DATASET RECORDS ::
- - -

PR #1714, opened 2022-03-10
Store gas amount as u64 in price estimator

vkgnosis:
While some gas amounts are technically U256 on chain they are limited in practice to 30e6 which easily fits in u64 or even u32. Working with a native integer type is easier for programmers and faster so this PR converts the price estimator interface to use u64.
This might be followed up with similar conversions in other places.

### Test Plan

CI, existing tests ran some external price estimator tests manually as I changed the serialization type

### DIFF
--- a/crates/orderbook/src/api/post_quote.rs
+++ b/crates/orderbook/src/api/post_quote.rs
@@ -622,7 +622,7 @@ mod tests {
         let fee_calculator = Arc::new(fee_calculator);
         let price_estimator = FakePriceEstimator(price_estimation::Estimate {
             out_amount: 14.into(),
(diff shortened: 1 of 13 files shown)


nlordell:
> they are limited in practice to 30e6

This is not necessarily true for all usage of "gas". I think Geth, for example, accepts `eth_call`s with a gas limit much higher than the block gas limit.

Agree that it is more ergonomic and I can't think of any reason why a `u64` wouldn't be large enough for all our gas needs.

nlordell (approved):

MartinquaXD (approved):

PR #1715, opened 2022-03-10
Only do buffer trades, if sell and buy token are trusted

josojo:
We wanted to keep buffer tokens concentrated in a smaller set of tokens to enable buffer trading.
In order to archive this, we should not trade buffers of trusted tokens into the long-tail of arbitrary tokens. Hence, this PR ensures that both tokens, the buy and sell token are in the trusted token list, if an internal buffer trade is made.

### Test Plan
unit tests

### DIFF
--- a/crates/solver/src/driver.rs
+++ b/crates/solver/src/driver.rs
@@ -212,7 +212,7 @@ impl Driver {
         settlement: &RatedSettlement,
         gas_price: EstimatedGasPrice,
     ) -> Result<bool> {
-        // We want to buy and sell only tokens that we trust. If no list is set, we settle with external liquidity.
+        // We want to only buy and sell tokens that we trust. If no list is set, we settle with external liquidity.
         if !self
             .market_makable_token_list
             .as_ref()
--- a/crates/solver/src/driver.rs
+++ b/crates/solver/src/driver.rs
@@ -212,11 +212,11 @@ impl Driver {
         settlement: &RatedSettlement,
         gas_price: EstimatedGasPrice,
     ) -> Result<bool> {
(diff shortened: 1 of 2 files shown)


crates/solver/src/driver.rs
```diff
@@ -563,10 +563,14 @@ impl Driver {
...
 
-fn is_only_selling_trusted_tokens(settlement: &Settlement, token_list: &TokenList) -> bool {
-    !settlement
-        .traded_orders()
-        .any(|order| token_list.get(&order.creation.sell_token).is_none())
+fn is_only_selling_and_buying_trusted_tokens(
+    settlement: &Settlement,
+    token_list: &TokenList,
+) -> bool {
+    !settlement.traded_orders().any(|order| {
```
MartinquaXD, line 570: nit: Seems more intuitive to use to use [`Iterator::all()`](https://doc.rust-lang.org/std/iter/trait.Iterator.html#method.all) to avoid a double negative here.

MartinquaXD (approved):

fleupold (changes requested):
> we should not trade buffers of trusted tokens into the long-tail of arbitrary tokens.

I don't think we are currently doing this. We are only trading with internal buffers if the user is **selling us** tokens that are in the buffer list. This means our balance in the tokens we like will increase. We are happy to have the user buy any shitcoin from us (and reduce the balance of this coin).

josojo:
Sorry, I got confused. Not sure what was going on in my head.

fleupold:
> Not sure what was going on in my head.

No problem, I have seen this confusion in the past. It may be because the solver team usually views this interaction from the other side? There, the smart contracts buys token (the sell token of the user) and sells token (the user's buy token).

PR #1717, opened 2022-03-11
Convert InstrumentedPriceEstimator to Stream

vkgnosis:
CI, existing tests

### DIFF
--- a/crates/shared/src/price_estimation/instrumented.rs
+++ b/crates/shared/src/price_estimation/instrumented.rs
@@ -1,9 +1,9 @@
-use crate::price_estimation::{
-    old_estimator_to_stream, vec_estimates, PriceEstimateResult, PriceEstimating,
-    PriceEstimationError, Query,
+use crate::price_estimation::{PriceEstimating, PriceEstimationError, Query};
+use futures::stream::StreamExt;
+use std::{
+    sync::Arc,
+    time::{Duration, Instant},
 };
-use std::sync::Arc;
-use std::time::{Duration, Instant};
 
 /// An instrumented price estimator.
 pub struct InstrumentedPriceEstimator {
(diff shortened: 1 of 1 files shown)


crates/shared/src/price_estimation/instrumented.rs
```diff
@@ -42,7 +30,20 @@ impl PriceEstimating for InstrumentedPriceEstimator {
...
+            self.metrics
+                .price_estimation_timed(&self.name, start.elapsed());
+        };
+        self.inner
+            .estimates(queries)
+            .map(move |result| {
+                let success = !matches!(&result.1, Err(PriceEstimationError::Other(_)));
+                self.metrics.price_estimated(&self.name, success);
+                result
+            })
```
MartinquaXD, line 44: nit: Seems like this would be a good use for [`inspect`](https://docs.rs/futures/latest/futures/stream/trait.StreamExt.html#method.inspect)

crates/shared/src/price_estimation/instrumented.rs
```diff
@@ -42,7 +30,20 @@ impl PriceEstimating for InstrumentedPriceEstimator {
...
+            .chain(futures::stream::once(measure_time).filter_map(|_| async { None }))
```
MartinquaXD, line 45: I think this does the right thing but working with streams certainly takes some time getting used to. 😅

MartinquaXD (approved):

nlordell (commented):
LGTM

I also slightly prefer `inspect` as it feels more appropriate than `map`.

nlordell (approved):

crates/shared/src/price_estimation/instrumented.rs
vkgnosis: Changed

- - -

WORK INSTRUCTIONS ::
Return the full listing, word for word.

EXPECTED OUTPUT ::
PR #1714, opened 2022-03-10
Store gas amount as u64 in price estimator

vkgnosis:
While some gas amounts are technically U256 on chain they are limited in practice to 30e6 which easily fits in u64 or even u32. Working with a native integer type is easier for programmers and faster so this PR converts the price estimator interface to use u64.
This might be followed up with similar conversions in other places.

### Test Plan

CI, existing tests ran some external price estimator tests manually as I changed the serialization type

### DIFF
--- a/crates/orderbook/src/api/post_quote.rs
+++ b/crates/orderbook/src/api/post_quote.rs
@@ -622,7 +622,7 @@ mod tests {
         let fee_calculator = Arc::new(fee_calculator);
         let price_estimator = FakePriceEstimator(price_estimation::Estimate {
             out_amount: 14.into(),
(diff shortened: 1 of 13 files shown)


nlordell:
> they are limited in practice to 30e6

This is not necessarily true for all usage of "gas". I think Geth, for example, accepts `eth_call`s with a gas limit much higher than the block gas limit.

Agree that it is more ergonomic and I can't think of any reason why a `u64` wouldn't be large enough for all our gas needs.

nlordell (approved):

MartinquaXD (approved):

PR #1715, opened 2022-03-10
Only do buffer trades, if sell and buy token are trusted

josojo:
We wanted to keep buffer tokens concentrated in a smaller set of tokens to enable buffer trading.
In order to archive this, we should not trade buffers of trusted tokens into the long-tail of arbitrary tokens. Hence, this PR ensures that both tokens, the buy and sell token are in the trusted token list, if an internal buffer trade is made.

### Test Plan
unit tests

### DIFF
--- a/crates/solver/src/driver.rs
+++ b/crates/solver/src/driver.rs
@@ -212,7 +212,7 @@ impl Driver {
         settlement: &RatedSettlement,
         gas_price: EstimatedGasPrice,
     ) -> Result<bool> {
-        // We want to buy and sell only tokens that we trust. If no list is set, we settle with external liquidity.
+        // We want to only buy and sell tokens that we trust. If no list is set, we settle with external liquidity.
         if !self
             .market_makable_token_list
             .as_ref()
--- a/crates/solver/src/driver.rs
+++ b/crates/solver/src/driver.rs
@@ -212,11 +212,11 @@ impl Driver {
         settlement: &RatedSettlement,
         gas_price: EstimatedGasPrice,
     ) -> Result<bool> {
(diff shortened: 1 of 2 files shown)


crates/solver/src/driver.rs
```diff
@@ -563,10 +563,14 @@ impl Driver {
...
 
-fn is_only_selling_trusted_tokens(settlement: &Settlement, token_list: &TokenList) -> bool {
-    !settlement
-        .traded_orders()
-        .any(|order| token_list.get(&order.creation.sell_token).is_none())
+fn is_only_selling_and_buying_trusted_tokens(
+    settlement: &Settlement,
+    token_list: &TokenList,
+) -> bool {
+    !settlement.traded_orders().any(|order| {
```
MartinquaXD, line 570: nit: Seems more intuitive to use to use [`Iterator::all()`](https://doc.rust-lang.org/std/iter/trait.Iterator.html#method.all) to avoid a double negative here.

MartinquaXD (approved):

fleupold (changes requested):
> we should not trade buffers of trusted tokens into the long-tail of arbitrary tokens.

I don't think we are currently doing this. We are only trading with internal buffers if the user is **selling us** tokens that are in the buffer list. This means our balance in the tokens we like will increase. We are happy to have the user buy any shitcoin from us (and reduce the balance of this coin).

josojo:
Sorry, I got confused. Not sure what was going on in my head.

fleupold:
> Not sure what was going on in my head.

No problem, I have seen this confusion in the past. It may be because the solver team usually views this interaction from the other side? There, the smart contracts buys token (the sell token of the user) and sells token (the user's buy token).

PR #1717, opened 2022-03-11
Convert InstrumentedPriceEstimator to Stream

vkgnosis:
CI, existing tests

### DIFF
--- a/crates/shared/src/price_estimation/instrumented.rs
+++ b/crates/shared/src/price_estimation/instrumented.rs
@@ -1,9 +1,9 @@
-use crate::price_estimation::{
-    old_estimator_to_stream, vec_estimates, PriceEstimateResult, PriceEstimating,
-    PriceEstimationError, Query,
+use crate::price_estimation::{PriceEstimating, PriceEstimationError, Query};
+use futures::stream::StreamExt;
+use std::{
+    sync::Arc,
+    time::{Duration, Instant},
 };
-use std::sync::Arc;
-use std::time::{Duration, Instant};
 
 /// An instrumented price estimator.
 pub struct InstrumentedPriceEstimator {
(diff shortened: 1 of 1 files shown)


crates/shared/src/price_estimation/instrumented.rs
```diff
@@ -42,7 +30,20 @@ impl PriceEstimating for InstrumentedPriceEstimator {
...
+            self.metrics
+                .price_estimation_timed(&self.name, start.elapsed());
+        };
+        self.inner
+            .estimates(queries)
+            .map(move |result| {
+                let success = !matches!(&result.1, Err(PriceEstimationError::Other(_)));
+                self.metrics.price_estimated(&self.name, success);
+                result
+            })
```
MartinquaXD, line 44: nit: Seems like this would be a good use for [`inspect`](https://docs.rs/futures/latest/futures/stream/trait.StreamExt.html#method.inspect)

crates/shared/src/price_estimation/instrumented.rs
```diff
@@ -42,7 +30,20 @@ impl PriceEstimating for InstrumentedPriceEstimator {
...
+            .chain(futures::stream::once(measure_time).filter_map(|_| async { None }))
```
MartinquaXD, line 45: I think this does the right thing but working with streams certainly takes some time getting used to. 😅

MartinquaXD (approved):

nlordell (commented):
LGTM

I also slightly prefer `inspect` as it feels more appropriate than `map`.

nlordell (approved):

crates/shared/src/price_estimation/instrumented.rs
vkgnosis: Changed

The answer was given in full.